▶ [ASSIGNMENT] Repeat the listing below in full, keeping each word as given.

▶ [INFORMATION]
PR #74, opened 2020-01-27
chore: add unit test for CIDocument details utility

JuanNicolasGarcia:

Adds unit tests to the CIDocument details utility for higher test coverage of our code.

`yarn test details` and see that details util tests pass.

Run `yarn test:coverage` and view the function and branch coverage of the CIDocument\utils\details.ts file as see the results are above desired threshold 80% - branch, 100% - function.


JuanNicolasGarcia:

packages/discovery-react-components/src/components/CIDocument/utils/details.ts
```diff
@@ -52,7 +52,7 @@ function getContractAttributes(attributes: any): Item[] {
   });
 }
 
-function getAttributesWithinRelation(attributes: any): Item[] {
+export function getAttributesWithinRelation(attributes: any): Item[] {
```
anibapat: why is it exported? Just so it can be tested individually in the tests?

packages/discovery-react-components/src/components/CIDocument/utils/__tests__/details.spec.ts
```diff
@@ -0,0 +1,85 @@
...
+} from '../details';
+
+const mockData = {
+  metadataType: 'effective_dates',
+  text: '24th October 2011'
+};
+
+const mockDataNoMeta = { text: '24th October 2011' };
+const mockDetails = [{ heading: 'type', items: ['effective_dates'] }];
+const mockDetailsNoMeta = [{ heading: 'party', items: ['24TH OCTOBER 2011'] }];
```
broulaye: what's the difference between `mockDetails` and `mockDetailsNoMeta`? seems to be the same to me beside the value in it

packages/discovery-react-components/src/components/CIDocument/utils/details.ts
JuanNicolasGarcia: It is mainly for testing purposes.  I use this function to get the specific output needed to do the test compare. The alternative would be to mock the return value for that function.

packages/discovery-react-components/src/components/CIDocument/utils/__tests__/details.spec.ts
JuanNicolasGarcia: The difference between the two are test the different outputs from the function `getDetailsFromMetadata`.  The heading and items values will change based on if a metadataType is present in the data prop passed in.

JuanNicolasGarcia: Will change the variable names to be more clear.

▶ [RESPONSE TO THE EXERCISE]
PR #74, opened 2020-01-27
chore: add unit test for CIDocument details utility

JuanNicolasGarcia:

Adds unit tests to the CIDocument details utility for higher test coverage of our code.

`yarn test details` and see that details util tests pass.

Run `yarn test:coverage` and view the function and branch coverage of the CIDocument\utils\details.ts file as see the results are above desired threshold 80% - branch, 100% - function.


JuanNicolasGarcia:

packages/discovery-react-components/src/components/CIDocument/utils/details.ts
```diff
@@ -52,7 +52,7 @@ function getContractAttributes(attributes: any): Item[] {
   });
 }
 
-function getAttributesWithinRelation(attributes: any): Item[] {
+export function getAttributesWithinRelation(attributes: any): Item[] {
```
anibapat: why is it exported? Just so it can be tested individually in the tests?

packages/discovery-react-components/src/components/CIDocument/utils/__tests__/details.spec.ts
```diff
@@ -0,0 +1,85 @@
...
+} from '../details';
+
+const mockData = {
+  metadataType: 'effective_dates',
+  text: '24th October 2011'
+};
+
+const mockDataNoMeta = { text: '24th October 2011' };
+const mockDetails = [{ heading: 'type', items: ['effective_dates'] }];
+const mockDetailsNoMeta = [{ heading: 'party', items: ['24TH OCTOBER 2011'] }];
```
broulaye: what's the difference between `mockDetails` and `mockDetailsNoMeta`? seems to be the same to me beside the value in it

packages/discovery-react-components/src/components/CIDocument/utils/details.ts
JuanNicolasGarcia: It is mainly for testing purposes.  I use this function to get the specific output needed to do the test compare. The alternative would be to mock the return value for that function.

packages/discovery-react-components/src/components/CIDocument/utils/__tests__/details.spec.ts
JuanNicolasGarcia: The difference between the two are test the different outputs from the function `getDetailsFromMetadata`.  The heading and items values will change based on if a metadataType is present in the data prop passed in.

JuanNicolasGarcia: Will change the variable names to be more clear.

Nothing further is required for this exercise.